BinaryCrossEntropy Binary classification Fused BCE + gradient via tensor_fused_bce_loss_and_grad. Avoids two passes.
MeanSquaredError Regression (y_hat − y)² / N. Gradient: 2(y_hat − y) / N.
Hinge SVM-style max(0, 1 − y · y_hat). Sparse gradient.
Huber Robust regression Quadratic near zero, linear for large errors. Configurable δ.

INT8 Quantization

PML supports symmetric INT8 block quantization (Q8_0-class) for Dense layers. Each group of 32 weights shares one float32 scale factor.

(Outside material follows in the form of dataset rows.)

Issue #1675, opened 2022-03-10
Update core namespace endpoint to use client pool 


Callisto13:
**Short description**
Following on from https://github.com/weaveworks/weave-gitops/issues/1600 and based on https://github.com/weaveworks/weave-gitops/pull/1556, this is to update the endpoint in `core/server/namespace` to:
- Pull a list of clients from the `ctx`
- Loop over those and query each

**Acceptance criteria**
Everything which currently works should still work

Callisto13:
I don't think it is _exactly_. Looks like it is using a single client. But is worth noting that this one should probably wait for #1780 to be merged, just to avoid complications

yitsushi:
The scope of this ticket changes with my PR on namespace cache (https://github.com/weaveworks/weave-gitops/pull/1780) because I replaced the namespace grpc endpoints to use the cache instead. So it's more like:

> update cache/namespace to use client pool, pull and store data respectively.

PR #1780, opened 2022-03-22
feat: Create a namespace client and watcher

### LINKED ISSUE #1724: Create a namespace client and watcher
We want to be able to list the namespaces on a cluster to support cross-cluster querying. We don't want to hit the kube API server on every request, so we need to get the list of namespaces, store them in memory, and provide a client interface for other parts of the code base to get the list of namespaces for a cluster.

Acceptance Criteria:
* Provides a `ListNamespaces` function or equivalent interface
* Watches clusters for new or changed namespaces
* Stores the namespaces for a cluster in memory

Implementation Notes:
* This is probably a long-running `go` routine that watches the cluster namespace for changes

yitsushi:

The forward kernel uses AVX2 fused int8→fp32 dot products — no temporary fp32 weight allocation per inference call.

Memory impact

7B model: ~28 GB fp32 → ~7.2 GB INT8.
Compression ratio typically 3.9–4.0×.

Throughput

~4× decode token throughput improvement vs fp32 on CPU (memory-bandwidth bound).

Accuracy

Perplexity degrades <1% for groupSize=32. Larger models degrade less.

// Train in fp32
$model->train($dataset, epochs: 20);
$model->save('ckpt/mnist');

// Load and quantize for deployment
$model = Sequential::load('ckpt/mnist');
$model->quantize(groupSize: 32);   // all Dense layers → INT8

// Inference is now 4× faster / uses 4× less memory
$preds = $model->predict($testSet);

// Check compression
foreach ($model->getLayers() as $layer) {
    if ($layer instanceof Dense && $layer->isQuantized()) {
        // Dense layer is quantized
    }
}
Quantization is irreversible for a loaded model. After quantize(), backward() throws LogicException. Quantized checkpoints can still be saved (getStateDict() dequantizes for export).

Initializers

Namespace: Pml\NeuralNetwork\Initializers\. Used by Layers that accept a custom initializer.

InitializerFormulaNotes
HeN(0, √(2/fan_in))Default for ReLU networks
Xavier1U(−√(6/(fan_in+fan_out)), +√(...))Glorot uniform — for tanh
Xavier2N(0, √(2/(fan_in+fan_out)))Glorot normal
LeCunN(0, √(1/fan_in))For SELU networks
NormalN(mean, stddev)Custom Gaussian
UniformU(min, max)Custom uniform
Constantfill(value)Fixed value (e.g., for bias init)

Activation Functions

Namespace: Pml\NeuralNetwork\ActivationFunctions\. Used with the Activation layer wrapper.

ActivationFormula
ELUx if x > 0, else α(eˣ − 1)
GELUx·Φ(x) — Gaussian CDF approximation
LeakyReLUmax(αx, x) — fixed negative slope
SELUλ·max(αeˣ−α, x) — self-normalizing
SiLUx·σ(x) — Swish with β=1
SoftPluslog(1 + eˣ) — smooth ReLU
Softsignx / (1 + |x|)
ThresholdedReLUx if x > θ, else 0

SLM Utilities

Namespace: Pml\SLM\. Small Language Model utilities.

ClassDescription
BpeTrainer Trains a BPE vocabulary from raw text corpus. Produces a tokenizer.json compatible with Pml\Inference\Tokenizer.
TrainableEmbedding Embedding layer with positional encoding. Combines token + positional embeddings in one forward call. Stateful.